→ **Source information**:
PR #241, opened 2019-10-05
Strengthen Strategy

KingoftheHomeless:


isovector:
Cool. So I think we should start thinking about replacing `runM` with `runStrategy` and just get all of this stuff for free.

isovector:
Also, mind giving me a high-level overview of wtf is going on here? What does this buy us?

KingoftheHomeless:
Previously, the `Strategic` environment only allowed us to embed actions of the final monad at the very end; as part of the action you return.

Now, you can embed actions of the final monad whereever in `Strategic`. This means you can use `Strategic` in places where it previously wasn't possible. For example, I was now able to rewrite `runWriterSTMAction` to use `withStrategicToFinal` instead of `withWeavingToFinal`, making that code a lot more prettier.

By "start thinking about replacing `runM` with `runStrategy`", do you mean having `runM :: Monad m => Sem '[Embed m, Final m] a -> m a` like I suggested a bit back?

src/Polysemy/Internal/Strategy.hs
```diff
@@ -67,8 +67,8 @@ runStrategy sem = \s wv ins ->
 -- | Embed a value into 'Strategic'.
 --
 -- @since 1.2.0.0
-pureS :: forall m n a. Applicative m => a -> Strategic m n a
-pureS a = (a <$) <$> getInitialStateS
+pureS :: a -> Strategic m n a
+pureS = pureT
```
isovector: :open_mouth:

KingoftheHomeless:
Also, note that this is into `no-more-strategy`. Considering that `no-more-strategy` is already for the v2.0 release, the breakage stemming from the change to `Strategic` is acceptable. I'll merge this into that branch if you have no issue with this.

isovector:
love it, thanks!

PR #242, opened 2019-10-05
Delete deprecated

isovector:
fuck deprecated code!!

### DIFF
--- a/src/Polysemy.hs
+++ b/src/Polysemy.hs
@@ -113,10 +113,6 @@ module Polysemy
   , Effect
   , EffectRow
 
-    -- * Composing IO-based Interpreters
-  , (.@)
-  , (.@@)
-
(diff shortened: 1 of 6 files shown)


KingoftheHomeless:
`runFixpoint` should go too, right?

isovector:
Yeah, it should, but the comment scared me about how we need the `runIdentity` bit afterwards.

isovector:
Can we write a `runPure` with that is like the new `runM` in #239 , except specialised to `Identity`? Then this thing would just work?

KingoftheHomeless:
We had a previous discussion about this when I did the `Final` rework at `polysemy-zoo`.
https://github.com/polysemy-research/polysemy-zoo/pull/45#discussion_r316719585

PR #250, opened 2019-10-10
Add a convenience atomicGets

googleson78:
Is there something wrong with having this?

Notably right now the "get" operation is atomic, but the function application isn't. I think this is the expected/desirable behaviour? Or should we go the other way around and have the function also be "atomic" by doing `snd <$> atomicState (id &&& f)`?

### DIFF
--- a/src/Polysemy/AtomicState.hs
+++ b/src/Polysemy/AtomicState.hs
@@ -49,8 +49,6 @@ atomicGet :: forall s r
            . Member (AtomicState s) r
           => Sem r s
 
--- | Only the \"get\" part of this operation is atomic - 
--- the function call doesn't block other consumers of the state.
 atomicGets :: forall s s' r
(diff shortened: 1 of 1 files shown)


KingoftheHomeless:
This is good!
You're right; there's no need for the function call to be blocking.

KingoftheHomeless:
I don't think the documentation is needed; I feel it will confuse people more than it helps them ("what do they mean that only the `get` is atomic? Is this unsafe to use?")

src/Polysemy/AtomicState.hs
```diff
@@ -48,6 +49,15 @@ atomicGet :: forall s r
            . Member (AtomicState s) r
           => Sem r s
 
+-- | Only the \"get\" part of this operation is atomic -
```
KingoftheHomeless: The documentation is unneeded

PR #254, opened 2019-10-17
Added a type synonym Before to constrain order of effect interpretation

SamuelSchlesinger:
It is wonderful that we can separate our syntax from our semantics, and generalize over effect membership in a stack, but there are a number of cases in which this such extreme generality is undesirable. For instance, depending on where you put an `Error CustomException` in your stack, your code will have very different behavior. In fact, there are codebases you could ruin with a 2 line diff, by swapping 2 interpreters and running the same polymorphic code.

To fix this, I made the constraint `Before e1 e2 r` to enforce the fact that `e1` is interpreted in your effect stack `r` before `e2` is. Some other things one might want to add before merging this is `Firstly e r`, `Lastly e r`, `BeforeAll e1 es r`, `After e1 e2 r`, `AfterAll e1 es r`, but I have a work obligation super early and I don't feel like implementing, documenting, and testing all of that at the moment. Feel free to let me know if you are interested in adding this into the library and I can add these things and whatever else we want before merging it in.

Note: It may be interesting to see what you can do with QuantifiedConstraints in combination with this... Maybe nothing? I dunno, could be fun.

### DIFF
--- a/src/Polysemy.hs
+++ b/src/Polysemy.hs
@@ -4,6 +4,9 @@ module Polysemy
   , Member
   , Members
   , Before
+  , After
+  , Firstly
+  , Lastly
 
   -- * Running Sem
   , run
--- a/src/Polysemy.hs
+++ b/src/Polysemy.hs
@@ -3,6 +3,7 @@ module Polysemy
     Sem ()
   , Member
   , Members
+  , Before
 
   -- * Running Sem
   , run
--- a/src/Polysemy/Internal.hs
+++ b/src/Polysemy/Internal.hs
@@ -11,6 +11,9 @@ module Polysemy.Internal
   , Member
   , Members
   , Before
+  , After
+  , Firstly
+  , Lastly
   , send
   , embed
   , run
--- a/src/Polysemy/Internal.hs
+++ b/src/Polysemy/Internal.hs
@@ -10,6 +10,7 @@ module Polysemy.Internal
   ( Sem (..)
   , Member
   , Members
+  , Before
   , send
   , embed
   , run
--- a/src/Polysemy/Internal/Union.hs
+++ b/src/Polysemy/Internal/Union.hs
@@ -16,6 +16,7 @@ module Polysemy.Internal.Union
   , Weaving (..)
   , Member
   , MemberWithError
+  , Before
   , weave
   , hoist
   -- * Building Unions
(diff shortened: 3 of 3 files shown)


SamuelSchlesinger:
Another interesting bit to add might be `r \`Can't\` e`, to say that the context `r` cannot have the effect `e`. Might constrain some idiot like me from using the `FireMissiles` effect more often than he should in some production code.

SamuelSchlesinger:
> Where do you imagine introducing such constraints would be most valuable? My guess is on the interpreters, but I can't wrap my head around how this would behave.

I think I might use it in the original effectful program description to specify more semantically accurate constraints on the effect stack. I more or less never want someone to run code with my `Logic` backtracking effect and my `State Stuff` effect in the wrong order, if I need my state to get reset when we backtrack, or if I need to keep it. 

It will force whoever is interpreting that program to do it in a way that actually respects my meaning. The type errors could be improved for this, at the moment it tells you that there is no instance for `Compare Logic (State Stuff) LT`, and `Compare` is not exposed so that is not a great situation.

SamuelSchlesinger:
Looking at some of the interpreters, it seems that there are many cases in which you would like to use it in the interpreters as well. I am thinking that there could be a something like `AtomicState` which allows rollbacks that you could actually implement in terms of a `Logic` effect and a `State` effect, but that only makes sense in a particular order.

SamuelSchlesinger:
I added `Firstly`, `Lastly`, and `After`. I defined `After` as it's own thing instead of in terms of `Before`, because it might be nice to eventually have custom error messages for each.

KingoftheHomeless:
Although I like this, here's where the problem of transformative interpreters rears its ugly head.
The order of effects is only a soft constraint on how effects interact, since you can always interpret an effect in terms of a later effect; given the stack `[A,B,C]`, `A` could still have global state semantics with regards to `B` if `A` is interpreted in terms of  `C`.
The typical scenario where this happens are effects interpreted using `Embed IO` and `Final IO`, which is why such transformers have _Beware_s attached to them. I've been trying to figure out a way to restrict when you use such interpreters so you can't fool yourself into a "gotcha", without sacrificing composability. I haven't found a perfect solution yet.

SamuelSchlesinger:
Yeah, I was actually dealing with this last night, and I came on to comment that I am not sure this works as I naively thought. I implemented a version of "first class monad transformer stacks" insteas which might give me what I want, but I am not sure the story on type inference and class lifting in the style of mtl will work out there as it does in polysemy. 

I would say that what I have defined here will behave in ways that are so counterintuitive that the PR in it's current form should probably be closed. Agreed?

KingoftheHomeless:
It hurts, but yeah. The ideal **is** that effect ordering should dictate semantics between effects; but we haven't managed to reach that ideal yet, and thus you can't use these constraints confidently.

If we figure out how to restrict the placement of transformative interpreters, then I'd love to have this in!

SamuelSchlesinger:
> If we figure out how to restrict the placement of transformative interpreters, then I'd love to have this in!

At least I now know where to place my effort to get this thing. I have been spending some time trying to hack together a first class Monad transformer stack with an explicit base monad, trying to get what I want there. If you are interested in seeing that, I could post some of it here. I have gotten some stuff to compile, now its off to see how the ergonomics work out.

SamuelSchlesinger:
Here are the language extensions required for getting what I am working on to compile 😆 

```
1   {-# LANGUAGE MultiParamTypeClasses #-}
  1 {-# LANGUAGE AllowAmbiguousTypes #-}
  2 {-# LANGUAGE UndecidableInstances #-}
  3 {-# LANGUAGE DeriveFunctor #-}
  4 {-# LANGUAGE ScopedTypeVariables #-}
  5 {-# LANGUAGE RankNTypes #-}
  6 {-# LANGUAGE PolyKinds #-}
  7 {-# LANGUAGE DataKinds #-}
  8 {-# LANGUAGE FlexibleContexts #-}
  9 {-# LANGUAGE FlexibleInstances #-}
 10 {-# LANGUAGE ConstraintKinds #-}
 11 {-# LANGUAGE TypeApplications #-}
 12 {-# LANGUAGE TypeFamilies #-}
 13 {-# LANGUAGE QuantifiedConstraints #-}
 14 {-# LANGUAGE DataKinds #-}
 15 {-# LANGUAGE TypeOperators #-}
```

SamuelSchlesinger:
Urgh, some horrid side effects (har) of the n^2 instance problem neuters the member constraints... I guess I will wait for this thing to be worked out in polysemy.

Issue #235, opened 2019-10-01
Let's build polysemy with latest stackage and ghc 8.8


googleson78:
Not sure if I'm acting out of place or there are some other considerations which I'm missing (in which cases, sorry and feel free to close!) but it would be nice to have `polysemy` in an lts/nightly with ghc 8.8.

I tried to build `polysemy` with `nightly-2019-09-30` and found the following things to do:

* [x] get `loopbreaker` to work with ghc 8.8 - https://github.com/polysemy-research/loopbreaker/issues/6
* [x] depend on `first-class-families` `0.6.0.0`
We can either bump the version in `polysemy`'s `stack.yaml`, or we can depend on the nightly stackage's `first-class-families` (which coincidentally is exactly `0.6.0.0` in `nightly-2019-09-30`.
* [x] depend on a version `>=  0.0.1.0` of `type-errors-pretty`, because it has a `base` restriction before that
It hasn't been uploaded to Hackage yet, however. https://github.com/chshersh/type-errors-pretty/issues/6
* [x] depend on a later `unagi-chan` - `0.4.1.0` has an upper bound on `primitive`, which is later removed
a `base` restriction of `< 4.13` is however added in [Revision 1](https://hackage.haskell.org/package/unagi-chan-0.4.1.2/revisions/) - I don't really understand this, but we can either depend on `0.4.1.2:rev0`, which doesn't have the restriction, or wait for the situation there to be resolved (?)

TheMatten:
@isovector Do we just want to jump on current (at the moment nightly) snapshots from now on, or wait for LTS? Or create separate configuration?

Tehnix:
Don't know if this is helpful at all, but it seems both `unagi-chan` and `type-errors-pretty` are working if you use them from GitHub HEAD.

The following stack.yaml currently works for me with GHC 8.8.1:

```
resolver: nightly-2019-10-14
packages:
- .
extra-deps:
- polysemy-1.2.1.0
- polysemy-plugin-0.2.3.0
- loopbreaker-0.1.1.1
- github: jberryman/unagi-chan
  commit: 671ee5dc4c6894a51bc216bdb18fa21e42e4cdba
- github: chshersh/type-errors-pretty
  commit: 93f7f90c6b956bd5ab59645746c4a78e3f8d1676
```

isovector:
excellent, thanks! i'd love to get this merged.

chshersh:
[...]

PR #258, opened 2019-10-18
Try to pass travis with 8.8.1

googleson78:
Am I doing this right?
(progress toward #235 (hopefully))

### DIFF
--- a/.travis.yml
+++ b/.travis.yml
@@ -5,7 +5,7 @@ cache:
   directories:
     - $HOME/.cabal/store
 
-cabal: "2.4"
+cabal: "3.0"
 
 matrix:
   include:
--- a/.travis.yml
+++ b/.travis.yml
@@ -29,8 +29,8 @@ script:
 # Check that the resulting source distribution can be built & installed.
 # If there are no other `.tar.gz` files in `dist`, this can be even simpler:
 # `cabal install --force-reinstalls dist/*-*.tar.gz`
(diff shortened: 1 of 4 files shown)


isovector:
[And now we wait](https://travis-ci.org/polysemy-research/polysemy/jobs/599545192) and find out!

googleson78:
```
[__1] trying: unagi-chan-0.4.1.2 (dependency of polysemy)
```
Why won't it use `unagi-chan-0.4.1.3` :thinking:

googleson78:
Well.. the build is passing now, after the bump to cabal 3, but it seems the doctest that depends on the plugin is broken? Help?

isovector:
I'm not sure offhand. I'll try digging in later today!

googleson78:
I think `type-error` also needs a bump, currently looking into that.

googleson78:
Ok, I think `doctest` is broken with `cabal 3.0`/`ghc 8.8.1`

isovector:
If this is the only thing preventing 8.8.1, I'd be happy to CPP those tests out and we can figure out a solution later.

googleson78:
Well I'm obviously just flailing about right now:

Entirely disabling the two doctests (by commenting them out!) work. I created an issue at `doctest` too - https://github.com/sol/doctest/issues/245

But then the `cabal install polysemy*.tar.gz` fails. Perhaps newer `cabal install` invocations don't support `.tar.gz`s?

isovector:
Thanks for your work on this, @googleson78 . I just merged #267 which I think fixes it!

→ **Goal of the exercise**: Where the string "later" shows up in the listing above, copy the line that holds it.

→ **Task solution**:
The order of effects is only a soft constraint on how effects interact, since you can always interpret an effect in terms of a later effect; given the stack `[A,B,C]`, `A` could still have global state semantics with regards to `B` if `A` is interpreted in terms of  `C`.
* [x] depend on a later `unagi-chan` - `0.4.1.0` has an upper bound on `primitive`, which is later removed
I'm not sure offhand. I'll try digging in later today!
If this is the only thing preventing 8.8.1, I'd be happy to CPP those tests out and we can figure out a solution later.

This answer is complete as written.